EU Competition Report Recommendations Would Harm Innovation, Says Leading Tech Policy Think Tank

April 5, 2019

WASHINGTON—In response to the report on competition policy and digitization commissioned by the EU antitrust authorities, which recommends new obligations for technology companies, increased scrutiny, and speedier enforcement of competition rules, the Information Technology and Innovation Foundation (ITIF), the world’s leading think tank for science and technology policy, released the following statement from its president, Rob Atkinson:

This report offers some encouraging signs for Europe’s digital economy. It rightly calls for regulatory humility, recognizing the limits to anticipating future effects of economic actors on markets. It acknowledges the value of network effects and economies of scale for digital businesses. And it rejects misguided calls to break up existing companies.

However, a number of the report’s proposals would likely harm innovation and consumer welfare if applied without taking into account possible effects on competitiveness and efficiency.

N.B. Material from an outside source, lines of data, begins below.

PR #55, opened 2017-12-02
Update column_data.py

AdityaSoni19031997:
Converted the rating to float..
But when i tried on my local machine the ratings were of float dtype by default

### DIFF
--- a/fastai/column_data.py
+++ b/fastai/column_data.py
@@ -139,11 +139,12 @@ class CollabFilterDataset(Dataset):
 
     @classmethod
     def from_data_frame(cls, path, df, user_name, item_name, rating_name):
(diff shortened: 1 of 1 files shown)


AdityaSoni19031997:
```
def from_data_frame(cls, path, val_idxs, df, **y**, cat_flds, bs, test_df=None):
        ((val_df, trn_df), (val_y, trn_y)) = split_by_idx(val_idxs, df, y)
        return cls.from_data_frames(path, trn_df, val_df, trn_y, val_y, cat_flds, bs, test_df=test_df)
```
Shouldn't we turn that y also as float

jph00:
I realized we shouldn't be doing this after all, since it breaks classification!

PR #425, opened 2018-04-30
change using self.data_path to self.data.path

talhadar:
using self.data_path in line 37 causes an error: AttributeError: ‘ConvLearner’ object has no attribute ‘data_path’


adai183:
I had the same bug and tested the proposed solution. 
This does the job!

PR #426, opened 2018-04-30
Added conda-forge channel for jupyter_contrib_nbextensions

sudarshan85:
Currently, jupyter_contrib_nbextensions are installed using pip in the environment files. I noticed that due to this, all the extensions does not show up. According to the official [repo](https://github.com/ipython-contrib/jupyter_contrib_nbextensions), installing through the conda-forge channel is the preferred method. Furthermore, there were duplicate entries of this package in the env files under pip. I removed the duplicate  entries and added the conda-forge channel and the package under that.

### DIFF
--- a/courses/dl2/imdb.ipynb
+++ b/courses/dl2/imdb.ipynb
@@ -760,7 +760,7 @@
     "    dropouti=drops[0], dropout=drops[1], wdrop=drops[2], dropoute=drops[3], dropouth=drops[4])\n",
     "\n",
     "learner.metrics = [accuracy]\n",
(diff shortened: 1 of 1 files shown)


jph00:
I don't feel comfortable adding conda-forge - and certainly not at such high priority. It'll impact a lot of packages. Is there a way to fix this one package such that conda-forge is only used for this, and nothing else?

sudarshan85:
Do you see conda-forge potentially creating conflicts in the future?

jph00:
Yes I do.

PR #427, opened 2018-05-01
Fixes transpose bug in dataloader

RudrakshTuwani:
The current implementation of transpose assumes that there is only one feature array. In many situations, the DataSet object returns multiple features, in which case the first feature ends up being transposed whereas the rest is left as it is. This update makes the transpose implementation generic and lets it handle multiple features.

### DIFF
--- a/fastai/dataloader.py
+++ b/fastai/dataloader.py
@@ -73,8 +73,8 @@ class DataLoader(object):
 
     def get_batch(self, indices):
         res = self.np_collate([self.dataset[i] for i in indices])
-        if self.transpose:   res[0] = res[0].T
-        if self.transpose_y: res[1] = res[1].T
+        if self.transpose:   res[:-1] = [r.T for r in res[:-1]]
+        if self.transpose_y: res[-1] = res[-1].T
         return res
 
     def __iter__(self):


jph00:
I'm not sure this solution is quite right - seems that it will create a list of indep vars, even if there's just one. And if the indep vars is a tensor, it'll turn it into a list.

Might be a good idea to write a few tests of various edge cases as part of fixing this PR...

fastai/dataloader.py
```diff
@@ -73,8 +73,8 @@ def np_collate(self, batch):
 
     def get_batch(self, indices):
         res = self.np_collate([self.dataset[i] for i in indices])
```
RudrakshTuwani: res is itself a list of length equal to the number of outputs of __getitem__ method of DataSet. The old dataloader assumed this length to be 2 and transposed **only** the first array if transpose was set to True. The update makes the assumption that the last array in res list contains our target label, whereas all the preceding arrays are features.  It thus, contrary to the old dl, transposes all the arrays up to the last array in the res list if transpose is set to True.

jph00: Thanks - so it works fine with DataLoader - but looks like it is indeed listifying the inputs, even if they're not originally lists. That isn't the expected behaviour of a DataSet, and might break some code.

jph00: DataSets are not only used with DataLoader. They're also used directly. If you have just a single tensor as x, you're returning a list [x], rather than leaving it as-is. Does that make sense?

RudrakshTuwani: Oh, I haven't made any changes to the DataSets, just the get_batch method of DataLoaders in case of transpose being set True. Also, the new dataloader doesn't return a list.
```
*x,y = next(iter(trn_dl))
```
The asterisk (*) is actually the reason why x ends up becoming a list. If you instead use the following, then each xi is a Tensor.
```
x1,....,xn, y = next(iter(trn_dl)) 
```

PR #428, opened 2018-05-01
Asserts for ImageClassifierData.from_csv

benediktbrandt:
Added two asserts to make sure that ImageClassifierData.from_csv is correctly invoked. 

The argument "folder" needs to be a relative path (relative to the argument called path). If it is given as an absolute path there is no error and the code still mostly works, but it breaks some functionality like data = ImageClassifierData.from_csv(..); data.resize(..);

The argument tfms of course should not be none (), since we might need to resize images, etc.

### DIFF
--- a/fastai/dataset.py
+++ b/fastai/dataset.py
@@ -451,6 +451,8 @@ class ImageClassifierData(ImageData):
         Returns:
             ImageClassifierData
         """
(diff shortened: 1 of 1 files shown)


jph00:
Makes sense - might be nice in the future however to make abs paths work correctly.

PR #430, opened 2018-05-01
modify LR_Finder.plot to use n_skip_end=0

JanLauGe:
I would like to suggest modifying the learning rate finder method LR_Finder.plot so that `n_skip_end=0` plots all values. Previously, one had to use `n_skip_end=1` to get all values, while n_skip_end=0 would return an empty plot. The new behavior makes `n_skip_end` consistent with the behavior of `n_skip`


jph00:
Good thinking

First, the report recommends shifting the burden of proof on companies that own a dominant position in platform markets to show that any action that has a negative effect on competition is outweighed by efficiency gains. But requiring companies to prove the absence of potential long-term innovation harms is unreasonable, as it would be difficult to measure those effects with certainty.

Second, the report suggests using a data access and sharing obligation as a remedy to anti-competitive conduct. But the case for data monopoly is overstated, and moreover, any data sharing requirements should be rare and done only in exceptional circumstances. 

The report also recommends shifting the burden of proof when a dominant platform with a large ecosystem acquires a small company. In fact, the promise of being acquired can spur innovation. As a result, while this requirement may make sense in certain circumstances, the burden should remain on the regulator to show that the merger would harm competition within at least one market of the ecosystem.